Pleuvra-t-il dans l’heure qui vient?

Avec les images radars des deux dernières heures et une extrapolation pour l’heure à venir, le service pose sur une carte, un suivi des précipitations en temps réel. «L’utilisateur visualise l’étendue des épisodes pluvieux, leur déplacement et bénéficie d’une estimation de leur intensité», promeut le communiqué de presse vantant une précision de l’ordre du kilomètre pour l’ensemble du service. Emmanuel Cloppet, directeur des activités commerciales de Météo France, insiste sur la fiabilité et la robustesse de l’information qui se base sur lecroisement de plusieurs outils et niveaux d’observations. «C’est une clef pour le pilotage des cultures.» «Sachant qu’il y a sur le terrain une forte hétérogénéité des situations…», complète Norbert Benamou, directeur général d’Arvalis.

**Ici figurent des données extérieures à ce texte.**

PR #2332, opened 2026-05-07
Add 'authorization' to header whitelist

MYSISBOIII:
Adds authorization to header whitelist which would make life much easier for (for example) those who don't rely on a proxy for their API keys.


Cheatoid:
Also consider adding `X-API-Key`

thegrb93 (approved):

PR #2333, opened 2026-05-08
Fix header whitelist pattern matching, add x-goog-api-key

SupplyMan:
Whitelist entries containing hyphens (content-type, x-goog-api-key) failed to match because StringRestrictor.check uses string.match and '-' is a magic Lua pattern character. Wrap entries with string.PatternSafe to escape them.

Also adds x-goog-api-key to the whitelist for Google AI Studio / Gemini API authentication.


Cheatoid:
Yes, also add `x-api-key`.

thegrb93 (approved):

PR #2336, opened 2026-05-12
Replace NW with datatables

Astralcircle:
There is no reason to use NW, which takes up 3 stringtable slots, instead of more efficient datatables


thegrb93 (approved):

thegrb93:
Lgtm, though I might do some ent_tbl optimization

PR #2341, opened 2026-05-28
removed redundant permission check + added option icons

The808Error:
image


thegrb93:
I think don't that check was redundent. It stops the menu from appearing if you don't have permission.

wrefgtzweve:
It is, the entire hook is only called clientside
I noticed this bug when i was using a new propprotection that properly checks for CanProperty clientside, for whatever reason FPP only runs it serverside so prediction is broken and properties always show on everyones props even when you cant touch them.
Starfall checks already for instance.player etc so it's fine

thegrb93:
I know its a clientside check. Idk what you mean tho, there's a bug when prop protection properly works with CanProperty?

wrefgtzweve:
Yeah currently it wont show "restart clientside" etc on other peoples chips as it does the permission check

thegrb93:
Oh I see, ok.

thegrb93 (approved):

Précis et fiable dans le temps et l’espace

Mais Taméo, ce n’est pas que de la météo. Avec d’autres modules, l’utilisateur voit, par exemple, si dans les conditions climatiques calculées pour cette parcelle, l’efficacité et la sélectivité de tel ou tel traitement à faire seront bonnes, moyennes… ou si se lancer sur ce créneau s’annonce hasardeux. «Il voit aussi si le mélange des produits que souhaite réaliser l’agriculteur est possible.» Sur le maïs fourrage, une des nouvelles cultures auxquelles l’offre vient d’être étendue, «sous la forme d’un calendrier évolutif en fonction de la météo réelle observée, Taméo fournit les dates prévisionnelles d’apparition des stades de récolte», illustre encore Florence Schlageter, chef du produit chez Arvalis. En plus de la prévision des dates clefs, y compris celle optimale de la récolte, le calendrier identifie par exemple, «la période de sensibilité au stress hydrique», même si l’extension jusqu’aux préconisations en matière d’irrigation n’est encore que dans les tuyaux.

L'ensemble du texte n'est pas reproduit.